Hollis shook his head.

“Incredible.”

Hollis was glad to discover through Poole that the men here still had a sense of themselves as American military men and that they still held the Russians in some contempt. Hollis asked, “How many of you have been imprisoned here?”

“It’s hard to say. In the early days from about 1965 to the end of the air war over North Vietnam in December 1973, hundreds of men passed through here. Most of them are dead. We’ve put together a list of about four hundred and fifty fliers who we know were shot, died of neglect, or killed themselves. It was a very turbulent time, and we were not in a position to keep good records.” Poole whispered, “But we do have that list, several copies of which are hidden about the camp.”

Hollis stopped, and the three of them stood close, facing one another. “May I have a list of the dead?”

“Yes, of course.”

“And a roster of the men who are here now?”

“Yes.”

“Did Jack Dodson have that information with him?”

“Certainly. Are you saying you may be able to get this information out of here?”

“I’m not saying that, but that is obviously what I have in mind.”

Poole nodded. He said, “Something else you ought to know. After the Paris Peace Treaty and after all the POWs were supposed to have been freed, we were still receiving American fliers from North Vietnamese prisons. These men were in incredibly bad shape, as you can imagine. There were about fifty of them, back in the mid and late seventies. The last one was in 1979.” Poole looked at Hollis. “These men said there were still American POWs in North Vietnamese camps. We have a list of those men who made the sightings and the names of the POWs they say were left behind in North Vietnam.” Poole looked from Hollis to Lisa as they stood face-to-face in the tight circle and added, “We have signed depositions to that effect. Also, the list of the two hundred eighty-two men who are now here is in the form of signatures, all written under a statement attesting to their imprisonment in the Soviet Union and the nature of this school. It would be very good if we could get this documentary evidence to Washington.”

Hollis nodded. Not everyone thought it would be good at all.

Poole added, “I got here in June of 1971. I’d been in North Vietnamese prisons for about six months prior to that.” He thought a moment, then said, “As I said, I was flown from Hanoi in a Red Air Force transport on a direct flight to a Soviet air base not far from here. I had no idea where we were going. There were ten of us. We had the idea that the Russians might be acting as brokers between the Americans and the North Vietnamese — that we were going to be exchanged for North Vietnamese POWs or Russian spies or something. Even after we were transported here in sealed trucks, we couldn’t comprehend that we were going to train Red Air Force pilots. But as soon as we realized that, we also knew we would never get out of here with that secret.”

Hollis nodded. The secret was out, but the men remained. He wondered if Poole and the others sensed that.

They began walking again, shoulder to shoulder on the road, speaking in whispers. Lisa asked, “Is there a church here? Do you have services?”

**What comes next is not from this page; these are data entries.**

PR #496, opened 2021-05-19
db-repo: expose and config orm db settings;

mohamed-justdice:
This makes the db connection used by the ORM configurable by an explicit setting.

### DIFF
--- a/pkg/db-repo/orm.go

“No. That’s one thing they won’t allow, which is very telling. We can hold Bible study groups now, because we demanded that. But the students are not allowed to participate even as a training exercise. In America, they can become capitalists or right wing politicians if they wish, but I’ve heard that they’re not allowed to join a church unless it’s necessary for their cover.”

Lisa remarked, “That’s not consistent with the idea that you should enjoy American freedoms here.”